Coins from Sonning in Berkshire are quite rare and there is no record of anyone by the name of Fielder or Feilder in the parish records from this date. However, the name can be found in neighbouring parishes so the issuer may have lived elsewhere.

It’s interesting to note that a year after its issue, the bubonic plague (Black Death) caused the death of around 100,000 London citizens, and two year’s later, the devastating Great Fire of London in which seven-eighths of inhabitants lost their homes. And, if you’ve guessed that I don’t have much to say about this token, then you’d be right!

We know the name of the tradesman and where he was based. From the depiction of a sugar loaf (a cone with a rounded top) on the obverse we can guess that Francis Feilder (sic) was a grocer from Sonning, but that’s about it. The sugarloaf was the traditional form in which refined sugar was produced and sold until the late 19th century when granulated and cube sugars were introduced. If any reader can provide more information then I’d be grateful. My research technique (basic) has come to nought.

Michael is a member of the East Norfolk MDS (Pathfinders) and he visits the foreshore on a regular basis. He usually retrieves buckles but tells me that this token is his best find to date. He shares all relevant discoveries with the Museum of London.



Courtesy of Brian Ridley

Brian Ridley of the Northern Relic Hunters forum contacted me with a pressed copper token he found last year in Scarborough. The other side is blank and reminds me of an earlier blog post.

This token would have been given by a tea retailer for the purchase of 1/4 pound of tea. Customers were given a token with each purchase, and when enough had been collected, they were able to exchange them for various gifts. Late 19th to early 20th  century. ‘Ardill’ was the name of the mint. Edward Fletcher says:

“The London and Newcastle Tea Company had a free gift sales campaign up and running as early as 1875, with a network of agents across northern England, Scotland and Wales. These retailers sold the company’s tea in packet sizes ranging from 2oz to 1lb, giving a brass check with each purchase. Customers were invited to save the checks until they had acquired enough to claim a prize such as a toy, an item of crockery, or a household gadget.” Tokens & Tallies 1850-1950.


Flattery will get you everywhere!

A recent communication: “Hi John. With the experience you have, I wonder whether detectorists have been able to detect amalgam fillings in human teeth. Any references would be welcome. I am perhaps using the wrong keywords in Google, but up to now have been unsuccessful in finding information.”
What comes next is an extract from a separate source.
PR #702, opened 2020-07-17
feat: auto label adds sample tag, and fixes broken tests

### LINKED ISSUE #701: Auto-label tests are broken
I was running the tests for `auto-label` today, and noticed some sketchy output:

A rather enigmatic request and, I suspect from a non-detectorist, which I couldn’t ignore. I placed a pinpoint probe in my mouth and it went berserk. But, when I tried it on the outside, next to my cheek, there wasn’t a sound. Then discovered it had been inadvertently switched off! Mrs. John suggested that she could bury me and try swinging her detector near my face. I declined. I think she was joking!

Amalgam Fillings

I probed further and found out that the context of the question was forensic and concerned the possibility of finding burials in shallow clandestine graves by detecting amalgam teeth fillings. Amalgam, used by dentists, is a mixture composed of copper, silver and tin, bound together with around 50% mercury.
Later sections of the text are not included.